• **EXERCISE OBJECTIVE**
Note how many lines in the entries contain the string "mjeammet", then give that number and nothing else.

Collected data:
PR #130, opened 2024-03-19
🔧(backend) configure RedisCache in production settings

lebaudantoine:
## Purpose

Prepare staging deployment

## Description

Set-up Redis cache.

### DIFF
--- a/src/backend/people/settings.py
+++ b/src/backend/people/settings.py
@@ -291,6 +291,7 @@ class Base(Configuration):
 
     # Session
     SESSION_ENGINE = "django.contrib.sessions.backends.cache"
+    SESSION_CACHE_ALIAS = "default"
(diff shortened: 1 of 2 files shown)


src/backend/people/settings.py
```diff
@@ -291,6 +291,7 @@ class Base(Configuration):
 
     # Session
     SESSION_ENGINE = "django.contrib.sessions.backends.cache"
+    SESSION_CACHE_ALIAS = "default"
```
sampaccoud, line 294: I don't think you should use the default cache for this because people will use the default cache for something else. Call it "session"?

sampaccoud (approved):

src/backend/people/settings.py
lebaudantoine: fixed

lebaudantoine:
`SESSION_CACHE_ALIAS = "session"` make the tests fail. I will merge it with its "default" value, and look at it later on

PR #133, opened 2024-03-19
🐛(docker) switch CMD form from Shell to Exec

lebaudantoine:
## Purpose

Prepare deployment

## Proposal

`backend-development` and `backend-production` CMD syntaxes were using a Shell Form. Shell form prevented Unix signals from reaching our container correctly, such as SIGTERM. Also, the shell process ends up being the PID 1, instead of our Python scripts.

Docker recommends using the exec form whenever possible.


rouja (approved):
LGTM

PR #138, opened 2024-03-21
🎨(models) extract invitation converter in a proper method

lebaudantoine:
Improved code readability, by extracting this well-scoped unit of logic in a dedicated method. Also, rename active_invitations to match 'valid' vocabulary used elsewhere in the doc. If no valid invitation exists, early return to avoid nesting.

Also, I wonder @mjeammet should we add try/except to catch any database error, log them but ignore them when creating a new identity?


src/backend/core/models.py
```diff
@@ -286,35 +286,43 @@ def __str__(self):
     def save(self, *args, **kwargs):
         """
         Saves identity, ensuring users always have exactly one main identity.
-        Also converts valid invitations to accesses upon creating an identity.
+        If it's a new identity, give it access to the relevant teams.
```
mjeammet, line 289:
```suggestion
        If it's a new identity, give its user access to the relevant teams.
```

mjeammet:
> Improved code readability, by extracting this well-scoped unit of logic in a dedicated method. Also, rename active_invitations to match 'valid' vocabulary used elsewhere in the doc. If no valid invitation exists, early return to avoid nesting.

Absolute +1, both for renaming the invitations and the dedicated private method. 

> Also, I wonder @mjeammet should we add try/except to catch any database error, log them but ignore them when creating a new identity?

Good idea !

mjeammet (approved):

Issue #14472, opened 2023-10-26
Take into account the allow_replica in WebhookPlugin


korycins:
## Problem
The main problem is described here: 
The linked issue set the allow_replica to always False. It means that we always use main DB to generate the payload. It was only a quick fix for previous Saleor's verions.

---

## 1. General Assumptions
- The WebhookPlugin should take into account the `allow_replica`, provided by PluginsManager.
- Each payload generated by WebhookPlugin should take into account `allow_replica` value. 
- The `allow_replica` input should be mandatory argument to all "trigger" methods/functions used in WebhookPlugin handlers.  Example:
```python
    def order_created(self, order: "Order", previous_value: Any) -> Any:
        if not self.active:
            return previous_value
        event_type = WebhookEventAsyncType.ORDER_CREATED
        if webhooks := get_webhooks_for_event(event_type):
            order_data_generator = partial(
                generate_order_payload, order, self.requestor
            )
            trigger_webhooks_async(
                None,
                event_type,
                webhooks,
                order,
                self.requestor,
                legacy_data_generator=order_data_generator,
                allow_replica=self.allow_replica # <---
            )
```
Probably we could introduce the wrapper on WebhookPlugin side that will set this value by default
- All get_plugins_manager calls (Explictly any methods/functions that creates the instance of PluginsManager) should explicitly pass the value `allow_replica`. (we should consider setting up this value as a mandatory - if we do, we should probably notify the cloud team. It sounds as the safest solution for future new webhook events).
- The calls of async webhook triggered by mutation should have set allow_replica to False
- The calls of sync webhook triggered by mutation should have set allow_replica to False
- The calls of sync webhook triggered by query should have set allow_replica to True ( keep in mind, that it is only for the query request, not the response of the mutation query)

### Acceptance Criteria

- [ ] The calls of async webhook triggered by mutation have set allow_replica to False
- [ ] The calls of sync webhook triggered by mutation have set allow_replica to False
- [ ] The calls of sync webhook triggered by query have set allow_replica to True 

### Mutations

No changes

### Types

No changes

## 3. Database changes

No changes

## 5. To Do list

```[tasklist]
### Tasks
```

PR #14844, opened 2023-11-22
Use replicas in webhook payloads

tomaszszymanski129:
I want to merge this change because it adds usage of replicas to webhook payloads.

# Impact

- [ ] New migrations

# Docs

- [ ] Link to documentation:

# Pull Request Checklist

### DIFF
--- a/saleor/webhook/payloads.py
+++ b/saleor/webhook/payloads.py
@@ -16,6 +16,7 @@ from typing import (
 )
 
 import graphene
+from django.conf import settings
 from django.db.models import F, QuerySet, Sum
 from django.utils import timezone
 from graphene.utils.str_converters import to_camel_case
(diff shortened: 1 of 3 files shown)


saleor/webhook/payloads.py
```diff
@@ -550,14 +553,18 @@ def generate_checkout_payload(
     quantize_price_fields(checkout, checkout_price_fields, checkout.currency)
     user_fields = ("email", "first_name", "last_name")
 
-    lines_dict_data = serialize_checkout_lines(checkout)
+    lines_dict_data = serialize_checkout_lines(checkout, allow_replica=True)
```
maarcingebala, line 556: Are we sure about this one to use replica? This webhook is called on checkout mutations where checkout lines can be modified, so are we 100% sure that the replica is up-to-date at this point?

tomaszszymanski129: That's the fattest, most expensive call (because of the amount of prefetches it does deeper in `fetch_checkout_lines`) but yep, unfortunately I see it may cause issues as deeper described [here](https://github.com/saleor/saleor/issues/14472). One of ACs on that is that `The calls of async webhook triggered by mutation have set allow_replica to False` and this is direct example. I'm closing this one.

Issue #14834, opened 2023-11-22
Fix missing subscription payload handling


jakubkuc:
At the moment configuring subscription queries in webhook incorrectly for sync events is causing Saleor to crash and raise `PaymentError`due to empty payload generated from subscription.

Way to reproduce: 
1. Create a Webhook with registered two events but only one defined in subscription query:
e.g. 

```
mutation {
  webhookCreate(
    input: {
      app: "<appid>"
      name: "test_subscription"
      targetUrl: "<URL>"
      syncEvents: [SHIPPING_LIST_METHODS_FOR_CHECKOUT, CHECKOUT_FILTER_SHIPPING_METHODS]
      query: "subscription{event{...on CheckoutFilterShippingMethods{__typename}}}"
    }
  ) {
    errors {
      field
      message
    }
    webhook {
      id
    }
  }
}
```
2. Fetch checkout querying the event missing from subscription query

Result: Saleor crashes and query returns internal error 

Expected result: 
We should handle empty payloads (caused by either incorrect subscription queries or crashing apps) without crashing. 
- If the subscription results in an empty payload, we want to ignore the webhook and proceed as if it didn't exist.
- If the subscription is correct but the app is broken (down, returns an incorrect result etc.), proceed as if it didn't exist (see above)

maarcingebala:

• **TASK RESULT**
5